[
https://issues.apache.org/jira/browse/AVRO-1090?page=com.atlassian.jira.plugin.system.issuetabpanels:comment-tabpanel&focusedCommentId=13277867#comment-13277867
]
Catalin Alexandru Zamfir commented on AVRO-1090:
------------------------------------------------
We're now catching the NullPointerException and retrying to "create" or
"appendTo". This seems to fix it, but the NPE should require a check to see
where it's coming from. It passed writing 125M per 6 threads on 6 nodes. This
means over 1B records properly written via the patch to "appendTo". From our
point of view, it passes all possible use-cases. Doug, please consider
modifying SeekableFileInput to SeekableInput when you commit. Thanks again!
> DataFileWriter should expose "sync marker" to allow concurrent writes to same
> .avro file
> ----------------------------------------------------------------------------------------
>
> Key: AVRO-1090
> URL: https://issues.apache.org/jira/browse/AVRO-1090
> Project: Avro
> Issue Type: Bug
> Affects Versions: 1.6.3
> Reporter: Catalin Alexandru Zamfir
> Assignee: Doug Cutting
> Fix For: 1.7.0
>
> Attachments: AVRO-1090.patch, AVRO-1090.patch
>
>
> We're writing to Hadoop via DataFileWriter (FSDataOutputStream). We're doing
> this with two threads per node, on 8 nodes. Some of the nodes share the same
> path. For example, our: TimestampedWriter class, takes a path argument and
> appends the timestamp to it (ex: SomePath/2012/05/14). Thus, two threads or
> two nodes can access the same path. The "race" condition when these streams
> are written, is resolved with a check to see if the file exists (has been
> created) by a faster thread. If that's so, it appends, instead of creating
> the file on the HDFS.
> The problem is that DataFileWriter, generates a 16-byte, random string for
> each instance. So, two threads with 2 different writer instances, have a
> different sync marker. That means that data, when trying to read it back,
> will get an IOException ("Invalid sync!").
> There's a big performance penalty here. Because only one writer can write at
> once to one given path, it becomes a bottleneck. For 1B (billion) rows, it
> took us 4 hours to generate & load. With 20 concurrent threads, it took only
> 12.5 minutes.
> If DataFileWriter would expose the "sync" marker, a developer could read that
> and make sure that the next thread that appends to the file, uses the same
> sync marker. Don't know if it's even possible to expose the sync marker so as
> other instances of "DataFileWriter" can share the sync marker, from the file.

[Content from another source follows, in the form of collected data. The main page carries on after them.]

Issue #619, opened 2018-01-18
[Request] sendcoins all / openchannel all


junderw:
Reason: Currently, if I want to spend 100% of my funds onchain OR spend 100% of my funds to a channel, I need to dance back and forth by overshooting it and seeing the error message telling me how much I need, subtract, then send the exact amount.

Flow
- User specifies in the args that "I want to send as much as possible accounting for fees" ( `ALL` in place of the local_amt etc.)
- lnd calculates the fees for the opening channel transaction normally, and subtracts that from available witness outputs (for openchannel) or all inputs (for sendcoins) and performs the send operation without interaction from the user.

t4sk:
I will give it crack!

githubsands:
@t4sk are you actively working on this?

t4sk:
@githubsands I am planning to work on this weekend but I am also happy to hand it over to you :)

Roasbeef:
AFAIK, this issue is still up for grabs!

simonhorlick:
This would actually be super useful. I might pick it up if nobody else has raised a PR.

simonhorlick:
For the openchannel case I feel like the main issue here is that the user has to guess the fee. For example the following flow is frustrating:
```shell
$ lncli walletbalance
{
    "total_balance": "16768865",
    "confirmed_balance": "16768865",
    "unconfirmed_balance": "0"
}
$ lncli openchannel 03dfb7ad0bda82ecb7b516a57c914bbcb71a58cf4f70d22d313731b33a9a7de3d0 16768865
[lncli] rpc error: code = Unknown desc = not enough witness outputs to create funding transaction, need 0.16776515 BTC only have 0.16768865 BTC  available
```

We could take the fee from local_amt by default, but the change of behaviour might surprise users. We could also add a new option such as --include-fee that makes it explicit that the local_amt includes the fee.

Finally, do we want to commit 100% to channel balances, or should we reserve a certain amount in case fees increase later on? From BOLT2:

> Given the variance in fees, and the fact that the transaction may be spent in the future, it's a good idea for the fee payer to keep a good margin (say 5x the expected fee requirement); but, due to differing methods of fee estimation, an exact value is not specified.

dabura667:
> a new option such as --include-fee

This should be sufficient.

> do we want to commit 100% to channel balances

This could also be another arg.

So in summary:

1. Add `--include-fee` arg to openchannel and sencoins.
[...]

PR #4024, opened 2020-02-20
Adds a new flag `commitmax` to the command `openchannel` of `lncli`

bjarnemagnussen:
### Description

This PR introduces a new flag `commitmax` for `openchannel` that for the channel capacity will use the whole available wallet balance up to the allowed maximum funding limit (currently ~0.16 btc) when opening a new channel. 

### Motivation

The command `sendcoins` has a flag `sweepall` that will spend all the coins from the wallet. However no such flag exists when opening new channels using `openchannel`.

Wanting to use the total available wallet balance in the local amount when opening a channel requires calculating the needed fee and subtracting it from the balance manually.

Further, it seems that this possibility has at least come up as most of the functionality to make this possible already exists, e.g.:
https://github.com/lightningnetwork/lnd/blob/80af2957ac37544f13b7945e5c8af1c834bce33b/lnwallet/chanfunding/assembler.go#L67-L72

### Edge Case

The `commitmax` flag makes use of the `CoinSelectSubtractFees` function to select funds. This implies that if the wallet balance is greater than the sum of the maximum allowed funding limit (~0.16 btc) and the fee, then for the new channel the capacity will be the maximum allowed (~0.16 btc) subtracted by the fee, instead of exactly the maximum allowed (~0.16 btc). This is a slightly wrong behaviour, as in this case it would have been possible to exactly max out the channel capacity and additionally have enough available funds to pay the fee.

I think a solution to this would require adding a field e.g. `CommitMax` to the `chanfunding.Request` and adding logic to the `ProvisionChannel` function inside `lnd/lnwallet/chanfunding/wallet_assembler.go` to distinguish between opening channels with `CommitMax` and without. But I think this is too much to specifically change for such an edge case.

### Disclaimer

I added this feature because I felt that such a flag was missing and could be useful. But I also implemented it just to get a better understanding of the `lnd` codebase. Let me know if this feature is useful or not for others.

### Testing

I am unsure if this change requires to add tests. But since this change does only use functionality that already existed, I don't see where tests should be added.

#### Pull Request Checklist

- [ ] For new code: Code is accompanied by tests which exercise both
  per default)
  already exist


Roasbeef:
A better way to do this is to use functionality added along side [`CreateSweepAllTx`](https://github.com/lightningnetwork/lnd/blob/master/sweep/walletsweep.go#L151) call to do it from a _coin selection_ perspective. In this case the "delivery" address is just the funding output. 

As implemented in this PR, it isn't concurrent safe, as the balance may shift when it's obtained on the CLI compared to when we actually go to fund the transaction. If the above function is used, then this isn't an issue as it locks all coin selection (and funding). 

Also a better name for this feature imo is something along the lines of `--fundall`. See this issue for some prior context as well: https://github.com/lightningnetwork/lnd/issues/619

bjarnemagnussen:
Thanks for your input @roasbeef ! Those are some great insights you gave me. I will take another look at it and try to update this PR.

bjarnemagnussen:
Will reopen PR as this has undergone major changes.

rpcserver.go
```diff
@@ -1564,6 +1564,22 @@ func (r *rpcServer) OpenChannel(in *lnrpc.OpenChannelRequest,
...
+	// If the FundAll flag is set, ensure that the
+	// acceptable minimum local amount adheres to the
+	// amount to be pushed to the remote, and to current
+	// rules.
+	if in.FundAll {
+		// Use as minmimum local amount the larger of
+		// the amount to be pushed to the remote or
+		// the allowed minimum funding size.
+		if remoteInitialBalance >= minChanFundingSize {
+			localFundingAmt = remoteInitialBalance + 1
```
ziggie1984, line 1577: would be cool to add the information in the comment which was discussed below why the +1 is needed here

PR #4025, opened 2020-02-20
makefile: upgrade linter

carlaKC:
Upgrading linter to latest to see whether it fixes the build.


carlaKC:
Nope, also doesn't build.

PR #4026, opened 2020-02-20
travis: remove git clone depth limitation to fix linter

guggero:
By default, Travis-CI does `git clone --depth=50` which limits the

> We have a fix for this, making sure each writer is an "unique" instance and
> generating a path based on that uniqueness. But instead of having
> "SomePath/2012/05/14/Shard.avro" we'd now have
> "SomePath/2012/05/14/Shard-some-random-UUID.avro" for each of the writers
> that write the data in.
> If it can be done, it would be a huge fix for a bottleneck problem. The
> bottleneck being the single writer that can write to a single path.
> THIS HAS ALSO been requested on the avro-user thread:
> http://grokbase.com/t/avro/user/122m4sjm1y/is-it-possible-to-append-to-an-already-existing-avro-file
> I just could not find the JIRA ticket for this request.
--
This message is automatically generated by JIRA.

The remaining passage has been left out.